### Required action
Your answer should consist of the lines in the data below that contain "weird".

### Entries provided
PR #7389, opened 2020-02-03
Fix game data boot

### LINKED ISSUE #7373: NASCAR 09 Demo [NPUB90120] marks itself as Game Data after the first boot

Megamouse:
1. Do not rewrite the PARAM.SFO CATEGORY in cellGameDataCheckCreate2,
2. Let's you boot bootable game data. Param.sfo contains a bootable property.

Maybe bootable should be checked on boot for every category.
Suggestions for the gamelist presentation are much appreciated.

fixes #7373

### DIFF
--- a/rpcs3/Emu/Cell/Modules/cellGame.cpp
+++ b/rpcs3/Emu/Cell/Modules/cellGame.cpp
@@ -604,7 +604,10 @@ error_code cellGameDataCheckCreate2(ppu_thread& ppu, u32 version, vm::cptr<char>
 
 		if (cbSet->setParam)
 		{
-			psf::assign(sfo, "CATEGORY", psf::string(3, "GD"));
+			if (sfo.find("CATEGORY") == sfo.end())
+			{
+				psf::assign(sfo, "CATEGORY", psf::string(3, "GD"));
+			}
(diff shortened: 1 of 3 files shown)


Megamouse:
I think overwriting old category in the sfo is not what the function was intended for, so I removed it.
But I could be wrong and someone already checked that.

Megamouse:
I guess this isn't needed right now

==

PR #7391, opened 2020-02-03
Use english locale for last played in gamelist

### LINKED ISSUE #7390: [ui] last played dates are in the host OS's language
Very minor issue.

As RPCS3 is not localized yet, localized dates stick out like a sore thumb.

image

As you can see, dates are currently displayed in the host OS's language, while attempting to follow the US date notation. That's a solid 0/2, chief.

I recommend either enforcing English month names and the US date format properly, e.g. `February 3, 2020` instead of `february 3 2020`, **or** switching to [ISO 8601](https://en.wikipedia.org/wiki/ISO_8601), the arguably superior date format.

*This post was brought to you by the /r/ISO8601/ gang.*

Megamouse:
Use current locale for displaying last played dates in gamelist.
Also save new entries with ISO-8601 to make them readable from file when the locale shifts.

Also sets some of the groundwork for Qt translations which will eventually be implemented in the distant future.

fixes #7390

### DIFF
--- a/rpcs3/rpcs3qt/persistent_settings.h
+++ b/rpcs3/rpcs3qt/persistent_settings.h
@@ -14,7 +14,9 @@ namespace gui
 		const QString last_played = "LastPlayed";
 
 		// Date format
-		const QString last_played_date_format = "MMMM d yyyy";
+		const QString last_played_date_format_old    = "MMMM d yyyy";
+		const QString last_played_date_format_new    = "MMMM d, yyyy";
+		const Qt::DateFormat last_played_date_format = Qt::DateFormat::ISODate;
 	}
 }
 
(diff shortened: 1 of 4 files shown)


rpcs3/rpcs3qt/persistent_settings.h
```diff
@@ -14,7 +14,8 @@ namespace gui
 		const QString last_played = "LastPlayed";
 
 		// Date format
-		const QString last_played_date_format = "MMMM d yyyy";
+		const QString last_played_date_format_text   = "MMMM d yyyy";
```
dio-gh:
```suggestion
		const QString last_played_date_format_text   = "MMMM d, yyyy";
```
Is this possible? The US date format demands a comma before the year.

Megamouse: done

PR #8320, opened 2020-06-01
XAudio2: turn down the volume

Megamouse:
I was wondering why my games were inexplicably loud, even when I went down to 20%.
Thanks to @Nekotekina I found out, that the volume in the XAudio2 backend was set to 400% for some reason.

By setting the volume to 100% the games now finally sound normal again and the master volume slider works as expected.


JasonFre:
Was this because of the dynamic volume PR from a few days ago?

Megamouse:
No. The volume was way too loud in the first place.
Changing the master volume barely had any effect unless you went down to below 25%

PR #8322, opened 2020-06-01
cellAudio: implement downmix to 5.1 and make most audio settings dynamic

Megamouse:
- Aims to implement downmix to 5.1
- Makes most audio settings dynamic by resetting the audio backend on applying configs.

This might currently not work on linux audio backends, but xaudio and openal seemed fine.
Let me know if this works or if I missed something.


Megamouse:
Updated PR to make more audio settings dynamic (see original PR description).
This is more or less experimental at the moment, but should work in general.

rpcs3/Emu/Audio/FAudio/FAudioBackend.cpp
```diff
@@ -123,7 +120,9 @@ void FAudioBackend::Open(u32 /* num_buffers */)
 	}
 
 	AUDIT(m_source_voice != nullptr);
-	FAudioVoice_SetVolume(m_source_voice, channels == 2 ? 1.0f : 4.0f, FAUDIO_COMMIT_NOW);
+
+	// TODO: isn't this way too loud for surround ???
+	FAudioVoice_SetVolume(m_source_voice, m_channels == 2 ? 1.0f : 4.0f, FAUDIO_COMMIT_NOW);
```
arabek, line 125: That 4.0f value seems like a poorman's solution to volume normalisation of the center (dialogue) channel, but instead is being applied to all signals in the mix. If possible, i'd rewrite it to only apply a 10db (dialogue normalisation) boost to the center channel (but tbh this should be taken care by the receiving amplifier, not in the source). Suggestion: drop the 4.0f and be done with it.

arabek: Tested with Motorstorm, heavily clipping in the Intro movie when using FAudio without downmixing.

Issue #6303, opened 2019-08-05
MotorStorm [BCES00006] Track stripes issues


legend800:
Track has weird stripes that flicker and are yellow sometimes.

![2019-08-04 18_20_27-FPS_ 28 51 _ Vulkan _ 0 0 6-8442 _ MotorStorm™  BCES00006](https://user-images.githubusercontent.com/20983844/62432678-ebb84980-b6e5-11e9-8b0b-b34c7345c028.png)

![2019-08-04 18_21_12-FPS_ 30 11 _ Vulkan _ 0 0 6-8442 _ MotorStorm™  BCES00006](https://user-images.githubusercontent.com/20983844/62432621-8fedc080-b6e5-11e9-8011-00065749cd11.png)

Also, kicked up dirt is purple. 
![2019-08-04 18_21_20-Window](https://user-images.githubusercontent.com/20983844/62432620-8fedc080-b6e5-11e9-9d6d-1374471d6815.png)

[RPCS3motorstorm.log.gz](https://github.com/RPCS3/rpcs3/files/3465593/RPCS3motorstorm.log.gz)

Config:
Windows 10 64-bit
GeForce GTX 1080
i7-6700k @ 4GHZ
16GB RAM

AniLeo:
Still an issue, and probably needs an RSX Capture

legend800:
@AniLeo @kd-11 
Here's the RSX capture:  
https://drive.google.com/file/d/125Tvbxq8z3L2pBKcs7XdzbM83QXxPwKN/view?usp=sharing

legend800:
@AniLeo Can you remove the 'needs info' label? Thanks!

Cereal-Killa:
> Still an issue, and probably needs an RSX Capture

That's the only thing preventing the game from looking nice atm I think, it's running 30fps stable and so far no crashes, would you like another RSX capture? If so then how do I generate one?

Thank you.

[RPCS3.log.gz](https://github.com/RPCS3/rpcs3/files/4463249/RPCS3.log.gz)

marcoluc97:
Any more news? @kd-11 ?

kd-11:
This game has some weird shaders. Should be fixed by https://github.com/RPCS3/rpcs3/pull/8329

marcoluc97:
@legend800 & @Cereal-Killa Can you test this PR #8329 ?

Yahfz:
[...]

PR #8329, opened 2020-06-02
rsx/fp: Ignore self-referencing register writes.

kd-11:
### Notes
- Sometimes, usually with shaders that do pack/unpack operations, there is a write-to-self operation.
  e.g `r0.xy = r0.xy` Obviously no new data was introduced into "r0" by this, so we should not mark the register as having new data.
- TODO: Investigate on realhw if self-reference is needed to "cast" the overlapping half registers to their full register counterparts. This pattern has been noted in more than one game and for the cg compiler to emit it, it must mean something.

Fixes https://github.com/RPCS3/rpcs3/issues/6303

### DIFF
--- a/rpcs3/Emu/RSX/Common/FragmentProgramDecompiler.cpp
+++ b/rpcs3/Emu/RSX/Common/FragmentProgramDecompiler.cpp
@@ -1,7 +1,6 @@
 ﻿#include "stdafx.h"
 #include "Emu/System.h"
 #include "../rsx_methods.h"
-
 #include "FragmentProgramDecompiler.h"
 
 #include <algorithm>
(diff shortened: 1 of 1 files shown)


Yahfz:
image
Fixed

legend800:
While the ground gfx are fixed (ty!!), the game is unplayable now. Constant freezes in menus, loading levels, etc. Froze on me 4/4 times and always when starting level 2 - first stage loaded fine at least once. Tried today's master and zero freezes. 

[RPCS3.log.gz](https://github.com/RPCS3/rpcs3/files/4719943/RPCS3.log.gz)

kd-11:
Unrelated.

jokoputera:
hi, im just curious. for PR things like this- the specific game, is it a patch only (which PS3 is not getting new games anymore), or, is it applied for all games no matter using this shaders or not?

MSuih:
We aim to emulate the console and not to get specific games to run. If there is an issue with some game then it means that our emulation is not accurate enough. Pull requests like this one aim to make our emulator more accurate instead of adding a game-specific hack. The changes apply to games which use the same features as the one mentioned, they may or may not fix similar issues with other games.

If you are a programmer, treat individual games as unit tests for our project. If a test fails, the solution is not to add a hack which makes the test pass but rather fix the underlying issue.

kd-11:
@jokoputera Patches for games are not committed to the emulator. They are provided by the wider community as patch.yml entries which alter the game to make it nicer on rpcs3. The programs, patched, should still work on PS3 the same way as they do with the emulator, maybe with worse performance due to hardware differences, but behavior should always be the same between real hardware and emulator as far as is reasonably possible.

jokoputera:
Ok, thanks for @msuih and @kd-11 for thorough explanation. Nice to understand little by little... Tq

### Solution for this exercise
Track has weird stripes that flicker and are yellow sometimes.
This game has some weird shaders. Should be fixed by https://github.com/RPCS3/rpcs3/pull/8329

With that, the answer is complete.